■ Requirement: Using the listing below, please gather every line containing the word "search".

■ Raw data:
PR #259, opened 2026-03-11
[draft] Add user/site luid getter/setters to tool context

anyoung-tableau:


src/server.ts
```diff
@@ -82,6 +82,20 @@ export class Server extends McpServer {
           config,
           server: this,
           tableauAuthInfo,
+          _userLuid: tableauAuthInfo?.userId,
+          _siteLuid: tableauAuthInfo?.siteId,
+          get userLuid(): string {
+            return tableauRequestHandlerExtra._userLuid ?? '';
+          },
```
anyoung-tableau: Consider either converting these `get`ters to regular functions or convert the `setUser*` functions to `set`ters. I tried the latter but spun my wheels a bit trying to figure out the correct types.

src/restApiInstance.ts
```diff
@@ -123,9 +136,13 @@ const getNewRestApiInstanceAsync = async (
       scopes: jwtScopes,
       additionalPayload: getJwtAdditionalPayload(config, tableauAuthInfo),
     });
+    setSiteLuid?.(restApi.siteId);
+    setUserLuid?.(restApi.userId);
   } else {
     if (tableauAuthInfo?.type === 'Bearer') {
       restApi.setBearerToken(tableauAuthInfo.raw);
+      setSiteLuid?.(tableauAuthInfo.siteId);
+      setUserLuid?.(tableauAuthInfo.userId ?? '');
```
anyoung-tableau, line 145: These shouldn't be necessary because we set their default values in server.ts using `tableauAuthInfo`, right? I also think they feel out of place here because the other methods *require* signing in to the REST API to retrieve their values. The bearer token does not.

```
          _userLuid: tableauAuthInfo?.userId,
          _siteLuid: tableauAuthInfo?.siteId,
```

jarhun88: i actually dont mind cuz it keeps things consistent and dont require having to check two places at the tool level

PR #270, opened 2026-03-18
[draft] Add experimental build

anyoung-tableau:
The build now emits TWO files.

The original index.js (with `import.meta.env.BUILD_CONFIGURATION` replaced with "default")
A new index-experimental.js file (with `import.meta.env.BUILD_CONFIGURATION` replaced with "experimental")

### DIFF
--- a/src/metaEnv.ts
+++ b/src/metaEnv.ts
@@ -1,0 +1,13 @@
+import { BuildConfiguration, isBuildConfiguration } from './scripts/build';
+
+class MetaEnv {
+  buildConfiguration: BuildConfiguration;
+
+  constructor() {
+    this.buildConfiguration = isBuildConfiguration(import.meta.env.BUILD_CONFIGURATION)
+      ? import.meta.env.BUILD_CONFIGURATION
+      : 'default';
+  }
+}
+
+export const getMetaEnv = (): MetaEnv => new MetaEnv();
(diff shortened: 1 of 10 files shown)


tests/eval/base.ts
```diff
@@ -7,7 +7,7 @@ import {
   StreamedRunResult,
   withTrace,
 } from '@openai/agents';
-import { OpenAI } from 'openai/client.js';
+import OpenAI from 'openai';
```
anyoung-tableau, line 10: The TypeScript compiler was complaining about this line with the module resolution changes.

src/metaEnv.ts
```diff
@@ -0,0 +1,13 @@
+import { BuildConfiguration, isBuildConfiguration } from './scripts/buildConfigurations';
+
+class MetaEnv {
```
anyoung-tableau, line 3: This abstraction isn't really necessary, but I prefer the type-safety it provides, rather than just cluttering the code and referencing `import.meta.env.BUILD_CONFIGURATION` everywhere.

tsconfig.json
```diff
@@ -1,8 +1,9 @@
 {
   "compilerOptions": {
     "target": "ES2022",
-    "module": "NodeNext",
-    "moduleResolution": "NodeNext",
+    "module": "ESNext",
+    "moduleResolution": "bundler",
+    "noEmit": true,
```
anyoung-tableau, line 6: These changes are to get tsc to stop complaining about the use of import.meta.env. We're only using tsc for type-checking anyway so threw in `noEmit` for good measure.

PR #285, opened 2026-03-31
@W-21748754: Add tools for retrieving data and images for custom views

anyoung-tableau:


src/tools/views/getViewData.ts
```diff
@@ -10,6 +10,10 @@ import { Tool } from '../tool.js';
 
 const paramsSchema = {
   viewId: z.string(),
+  viewFilters: z
+    .record(z.string())
+    .optional()
+    .describe('Optional map of view filter field names to values.'),
```
anyoung-tableau, line 16: Driveby updates to get-view-data and get-view-image tools to include the view filters to be in sync with the Custom View tools.

src/restApiInstance.ts
```diff
@@ -287,8 +287,8 @@ function logResponse(
   const url = new URL(
     `${maskedResponse.baseUrl.replace(/\/$/, '')}/${maskedResponse.url?.replace(/^\//, '') ?? ''}`,
   );
-  if (response.request?.params && Object.keys(response.request.params).length > 0) {
-    url.search = new URLSearchParams(response.request.params).toString();
+  if (response.params && Object.keys(response.params).length > 0) {
+    url.search = new URLSearchParams(response.params).toString();
```
anyoung-tableau, line 295: Driveby fix here. This was wrong before and the query params weren't included in the response traces.

src/sdks/tableau/interceptors.ts
```diff
@@ -39,6 +41,7 @@ export function getResponseInterceptorConfig(
 ): Omit<ResponseInterceptorConfig, 'baseUrl'> {
   return {
     url: response.config.url ?? 'UNKNOWN URL',
+    params: response.config.params,
```
anyoung-tableau, line 44: Driveby fix here to ensure the response interceptor includes the URL search params in the trace.

docs/docs/configuration/tableau-config.md
```diff
@@ -4,7 +4,7 @@ sidebar_position: 1
 
 # Configuring Tableau
 
-Tableau MCP works with both Tableau Server and Tableau Cloud data with these prerequisites:
+Tableau MCP works with both Tableau Server 2024.2+ and Tableau Cloud data with these prerequisites:
```
anyoung-tableau, line 7: I added the min Server version here because the Get Custom View Image REST API was only added in 2023.1 and someone trying to use it against an older Server version would see errors. 2024.2 is a min bar anyway (mostly driven by VDS compatibility)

■ Answer to this exercise:
-    url.search = new URLSearchParams(response.request.params).toString();
+    url.search = new URLSearchParams(response.params).toString();
anyoung-tableau, line 44: Driveby fix here to ensure the response interceptor includes the URL search params in the trace.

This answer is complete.